▸ Supplied information:
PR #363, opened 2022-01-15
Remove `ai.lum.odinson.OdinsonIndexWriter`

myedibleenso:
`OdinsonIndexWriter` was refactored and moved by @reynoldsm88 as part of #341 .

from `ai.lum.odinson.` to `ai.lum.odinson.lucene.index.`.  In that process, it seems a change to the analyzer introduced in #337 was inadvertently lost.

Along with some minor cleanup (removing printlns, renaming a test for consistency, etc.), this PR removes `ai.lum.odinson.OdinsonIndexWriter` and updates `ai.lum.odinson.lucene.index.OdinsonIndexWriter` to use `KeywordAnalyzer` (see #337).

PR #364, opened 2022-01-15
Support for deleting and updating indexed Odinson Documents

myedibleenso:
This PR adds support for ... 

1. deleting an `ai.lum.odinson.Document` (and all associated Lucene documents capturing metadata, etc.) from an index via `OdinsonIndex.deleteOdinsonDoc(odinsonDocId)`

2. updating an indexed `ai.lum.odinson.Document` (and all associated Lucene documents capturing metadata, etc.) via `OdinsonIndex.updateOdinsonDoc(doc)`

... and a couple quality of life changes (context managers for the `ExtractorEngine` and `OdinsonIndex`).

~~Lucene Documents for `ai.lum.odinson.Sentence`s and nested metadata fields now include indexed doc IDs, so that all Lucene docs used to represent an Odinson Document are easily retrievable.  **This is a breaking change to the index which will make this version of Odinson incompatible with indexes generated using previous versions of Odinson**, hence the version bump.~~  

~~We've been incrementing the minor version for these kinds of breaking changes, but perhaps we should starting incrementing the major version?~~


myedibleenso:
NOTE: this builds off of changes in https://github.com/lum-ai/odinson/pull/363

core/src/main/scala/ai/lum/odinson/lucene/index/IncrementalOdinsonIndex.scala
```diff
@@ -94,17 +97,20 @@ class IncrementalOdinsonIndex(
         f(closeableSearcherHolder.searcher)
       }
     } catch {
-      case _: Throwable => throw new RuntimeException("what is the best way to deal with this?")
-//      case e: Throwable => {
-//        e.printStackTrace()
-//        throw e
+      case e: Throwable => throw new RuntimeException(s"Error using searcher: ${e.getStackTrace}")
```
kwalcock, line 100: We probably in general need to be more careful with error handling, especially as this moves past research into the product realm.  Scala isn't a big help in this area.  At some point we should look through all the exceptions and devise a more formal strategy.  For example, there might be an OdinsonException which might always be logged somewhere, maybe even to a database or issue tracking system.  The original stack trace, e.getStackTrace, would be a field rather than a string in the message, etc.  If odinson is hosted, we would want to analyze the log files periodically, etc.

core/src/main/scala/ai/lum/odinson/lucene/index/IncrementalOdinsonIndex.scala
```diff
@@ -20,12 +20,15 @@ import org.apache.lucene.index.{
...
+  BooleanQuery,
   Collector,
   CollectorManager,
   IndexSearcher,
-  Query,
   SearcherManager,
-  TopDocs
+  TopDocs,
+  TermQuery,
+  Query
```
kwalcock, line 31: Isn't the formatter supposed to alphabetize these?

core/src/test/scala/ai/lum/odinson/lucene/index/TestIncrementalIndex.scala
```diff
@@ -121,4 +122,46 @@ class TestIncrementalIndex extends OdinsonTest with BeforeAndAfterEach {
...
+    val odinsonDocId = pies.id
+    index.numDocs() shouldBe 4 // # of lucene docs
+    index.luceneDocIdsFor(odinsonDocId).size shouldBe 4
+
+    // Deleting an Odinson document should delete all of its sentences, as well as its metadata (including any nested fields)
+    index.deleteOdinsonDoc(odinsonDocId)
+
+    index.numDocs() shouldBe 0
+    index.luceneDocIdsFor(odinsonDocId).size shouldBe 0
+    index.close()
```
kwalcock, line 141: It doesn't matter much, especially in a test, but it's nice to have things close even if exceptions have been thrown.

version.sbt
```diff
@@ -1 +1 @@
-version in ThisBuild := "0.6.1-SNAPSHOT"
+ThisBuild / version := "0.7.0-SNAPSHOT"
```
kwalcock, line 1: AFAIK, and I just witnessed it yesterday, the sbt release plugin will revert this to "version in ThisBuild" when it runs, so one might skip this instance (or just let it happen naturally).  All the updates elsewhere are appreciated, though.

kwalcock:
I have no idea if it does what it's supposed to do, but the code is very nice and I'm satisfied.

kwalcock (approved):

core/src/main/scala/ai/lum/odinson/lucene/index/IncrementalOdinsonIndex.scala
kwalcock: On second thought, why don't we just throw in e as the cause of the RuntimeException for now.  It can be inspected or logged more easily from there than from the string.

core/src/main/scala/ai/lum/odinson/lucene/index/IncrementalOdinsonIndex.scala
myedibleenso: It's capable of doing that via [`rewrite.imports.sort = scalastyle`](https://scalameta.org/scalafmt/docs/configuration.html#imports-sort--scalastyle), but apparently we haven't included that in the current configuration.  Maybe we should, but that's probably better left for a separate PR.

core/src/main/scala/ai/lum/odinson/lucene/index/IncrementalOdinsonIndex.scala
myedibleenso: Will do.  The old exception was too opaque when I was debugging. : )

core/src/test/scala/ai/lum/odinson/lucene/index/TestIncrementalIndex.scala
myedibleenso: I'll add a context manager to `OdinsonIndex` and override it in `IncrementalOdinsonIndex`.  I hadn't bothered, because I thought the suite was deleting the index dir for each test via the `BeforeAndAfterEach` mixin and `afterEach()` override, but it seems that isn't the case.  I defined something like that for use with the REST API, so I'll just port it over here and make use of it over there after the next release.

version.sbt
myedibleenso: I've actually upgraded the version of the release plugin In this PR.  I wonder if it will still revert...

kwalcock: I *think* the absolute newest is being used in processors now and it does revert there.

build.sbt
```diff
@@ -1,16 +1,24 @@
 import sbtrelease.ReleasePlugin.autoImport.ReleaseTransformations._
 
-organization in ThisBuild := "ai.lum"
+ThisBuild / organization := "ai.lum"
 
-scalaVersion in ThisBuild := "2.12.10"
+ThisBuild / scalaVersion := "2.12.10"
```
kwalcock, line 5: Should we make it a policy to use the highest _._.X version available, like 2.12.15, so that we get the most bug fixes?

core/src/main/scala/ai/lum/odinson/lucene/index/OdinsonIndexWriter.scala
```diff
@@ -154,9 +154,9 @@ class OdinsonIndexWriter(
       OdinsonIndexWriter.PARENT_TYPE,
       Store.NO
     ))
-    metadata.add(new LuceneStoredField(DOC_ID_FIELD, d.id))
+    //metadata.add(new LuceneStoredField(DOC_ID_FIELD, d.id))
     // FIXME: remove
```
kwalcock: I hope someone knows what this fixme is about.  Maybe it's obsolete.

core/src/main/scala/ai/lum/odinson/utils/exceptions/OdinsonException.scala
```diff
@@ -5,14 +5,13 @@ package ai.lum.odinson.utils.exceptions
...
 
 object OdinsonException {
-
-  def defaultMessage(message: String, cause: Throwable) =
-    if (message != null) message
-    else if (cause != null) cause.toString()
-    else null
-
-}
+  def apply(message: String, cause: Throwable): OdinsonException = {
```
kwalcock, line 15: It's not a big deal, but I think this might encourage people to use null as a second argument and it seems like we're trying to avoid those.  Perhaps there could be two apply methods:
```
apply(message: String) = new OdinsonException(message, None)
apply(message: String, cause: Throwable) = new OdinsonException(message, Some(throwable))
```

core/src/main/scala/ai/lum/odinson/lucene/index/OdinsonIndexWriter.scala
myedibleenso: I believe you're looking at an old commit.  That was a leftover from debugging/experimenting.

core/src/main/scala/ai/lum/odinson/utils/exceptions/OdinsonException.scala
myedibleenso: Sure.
--
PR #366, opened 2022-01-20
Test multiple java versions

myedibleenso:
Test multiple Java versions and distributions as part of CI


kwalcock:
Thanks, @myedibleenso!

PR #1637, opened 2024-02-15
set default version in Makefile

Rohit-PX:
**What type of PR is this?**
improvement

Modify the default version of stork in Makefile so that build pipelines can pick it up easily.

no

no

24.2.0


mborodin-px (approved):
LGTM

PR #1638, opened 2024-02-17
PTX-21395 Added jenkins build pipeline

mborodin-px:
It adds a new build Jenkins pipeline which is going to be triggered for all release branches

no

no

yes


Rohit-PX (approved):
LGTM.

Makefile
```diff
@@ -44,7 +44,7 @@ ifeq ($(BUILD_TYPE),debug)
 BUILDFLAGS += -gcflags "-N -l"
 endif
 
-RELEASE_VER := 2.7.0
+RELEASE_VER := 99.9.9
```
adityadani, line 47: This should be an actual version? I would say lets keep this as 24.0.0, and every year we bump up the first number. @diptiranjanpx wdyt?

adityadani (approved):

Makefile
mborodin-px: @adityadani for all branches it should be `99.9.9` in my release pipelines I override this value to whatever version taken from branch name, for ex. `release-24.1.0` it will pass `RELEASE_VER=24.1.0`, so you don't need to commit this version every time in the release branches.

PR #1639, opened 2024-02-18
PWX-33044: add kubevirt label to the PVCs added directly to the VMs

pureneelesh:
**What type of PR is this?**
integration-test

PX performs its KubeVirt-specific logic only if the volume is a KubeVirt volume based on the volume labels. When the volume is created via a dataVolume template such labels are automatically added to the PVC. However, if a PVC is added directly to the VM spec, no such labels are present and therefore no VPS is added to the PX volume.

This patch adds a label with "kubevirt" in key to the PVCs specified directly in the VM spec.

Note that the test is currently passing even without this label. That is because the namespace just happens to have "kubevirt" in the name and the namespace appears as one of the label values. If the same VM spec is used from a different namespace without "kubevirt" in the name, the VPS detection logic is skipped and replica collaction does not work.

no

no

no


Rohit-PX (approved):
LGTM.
--
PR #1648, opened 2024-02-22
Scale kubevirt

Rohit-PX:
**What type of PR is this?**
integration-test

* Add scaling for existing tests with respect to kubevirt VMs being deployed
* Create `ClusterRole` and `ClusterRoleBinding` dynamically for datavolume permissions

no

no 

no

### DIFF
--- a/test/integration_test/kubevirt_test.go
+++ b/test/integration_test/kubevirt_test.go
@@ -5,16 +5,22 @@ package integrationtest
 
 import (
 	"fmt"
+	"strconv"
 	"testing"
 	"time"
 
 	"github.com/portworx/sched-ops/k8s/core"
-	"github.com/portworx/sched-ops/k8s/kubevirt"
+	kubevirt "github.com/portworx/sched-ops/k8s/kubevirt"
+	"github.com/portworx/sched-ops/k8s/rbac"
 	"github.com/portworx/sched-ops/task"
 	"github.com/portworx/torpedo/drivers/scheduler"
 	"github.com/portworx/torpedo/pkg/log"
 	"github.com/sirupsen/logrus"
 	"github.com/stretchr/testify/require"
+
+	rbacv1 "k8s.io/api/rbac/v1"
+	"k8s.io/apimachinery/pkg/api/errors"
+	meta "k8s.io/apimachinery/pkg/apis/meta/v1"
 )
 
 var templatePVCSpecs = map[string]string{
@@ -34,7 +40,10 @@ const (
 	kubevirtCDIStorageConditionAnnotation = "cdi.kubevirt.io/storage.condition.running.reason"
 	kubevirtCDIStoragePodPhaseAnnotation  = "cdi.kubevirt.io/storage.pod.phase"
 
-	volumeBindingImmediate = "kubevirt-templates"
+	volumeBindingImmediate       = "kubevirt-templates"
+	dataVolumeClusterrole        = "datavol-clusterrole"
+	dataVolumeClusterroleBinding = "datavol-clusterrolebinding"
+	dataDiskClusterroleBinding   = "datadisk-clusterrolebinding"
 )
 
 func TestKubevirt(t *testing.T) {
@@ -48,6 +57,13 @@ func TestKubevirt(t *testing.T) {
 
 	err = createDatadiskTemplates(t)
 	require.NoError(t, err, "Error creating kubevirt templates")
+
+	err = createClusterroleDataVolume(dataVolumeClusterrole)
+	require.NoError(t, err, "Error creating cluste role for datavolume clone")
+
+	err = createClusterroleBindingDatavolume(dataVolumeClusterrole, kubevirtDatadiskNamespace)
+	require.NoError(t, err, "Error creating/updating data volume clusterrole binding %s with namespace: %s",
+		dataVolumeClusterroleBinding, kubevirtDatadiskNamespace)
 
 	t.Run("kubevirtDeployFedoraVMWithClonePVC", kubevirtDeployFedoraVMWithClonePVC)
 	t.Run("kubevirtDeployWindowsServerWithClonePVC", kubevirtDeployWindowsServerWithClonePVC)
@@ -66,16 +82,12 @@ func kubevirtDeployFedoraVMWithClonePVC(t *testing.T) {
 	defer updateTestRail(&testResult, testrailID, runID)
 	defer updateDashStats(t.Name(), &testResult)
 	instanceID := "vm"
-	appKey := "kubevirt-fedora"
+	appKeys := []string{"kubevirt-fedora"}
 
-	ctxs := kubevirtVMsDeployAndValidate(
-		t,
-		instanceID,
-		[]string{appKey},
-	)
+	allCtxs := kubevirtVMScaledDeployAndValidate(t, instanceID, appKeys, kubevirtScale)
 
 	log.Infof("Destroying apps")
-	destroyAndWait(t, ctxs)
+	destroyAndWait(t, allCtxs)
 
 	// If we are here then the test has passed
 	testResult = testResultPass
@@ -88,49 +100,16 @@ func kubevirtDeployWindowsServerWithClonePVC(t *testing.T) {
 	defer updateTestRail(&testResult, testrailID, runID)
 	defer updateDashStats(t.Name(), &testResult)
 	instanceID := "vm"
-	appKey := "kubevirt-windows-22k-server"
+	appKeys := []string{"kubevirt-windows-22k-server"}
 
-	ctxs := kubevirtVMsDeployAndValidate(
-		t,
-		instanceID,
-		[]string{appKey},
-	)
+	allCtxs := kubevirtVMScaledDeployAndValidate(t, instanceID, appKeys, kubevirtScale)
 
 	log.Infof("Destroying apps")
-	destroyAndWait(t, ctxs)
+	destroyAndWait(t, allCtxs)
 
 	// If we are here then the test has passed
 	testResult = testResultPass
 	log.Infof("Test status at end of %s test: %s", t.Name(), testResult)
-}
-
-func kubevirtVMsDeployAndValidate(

▸ How to complete this task:
Every line from the line containing "PR #363, opened 2022-01-15" through the line containing "2. updating an" in the records above must be retyped exactly. Leave out the rest.

▸ Output below:
PR #363, opened 2022-01-15
Remove `ai.lum.odinson.OdinsonIndexWriter`

myedibleenso:
`OdinsonIndexWriter` was refactored and moved by @reynoldsm88 as part of #341 .

from `ai.lum.odinson.` to `ai.lum.odinson.lucene.index.`.  In that process, it seems a change to the analyzer introduced in #337 was inadvertently lost.

Along with some minor cleanup (removing printlns, renaming a test for consistency, etc.), this PR removes `ai.lum.odinson.OdinsonIndexWriter` and updates `ai.lum.odinson.lucene.index.OdinsonIndexWriter` to use `KeywordAnalyzer` (see #337).

PR #364, opened 2022-01-15
Support for deleting and updating indexed Odinson Documents

myedibleenso:
This PR adds support for ... 

1. deleting an `ai.lum.odinson.Document` (and all associated Lucene documents capturing metadata, etc.) from an index via `OdinsonIndex.deleteOdinsonDoc(odinsonDocId)`

2. updating an indexed `ai.lum.odinson.Document` (and all associated Lucene documents capturing metadata, etc.) via `OdinsonIndex.updateOdinsonDoc(doc)`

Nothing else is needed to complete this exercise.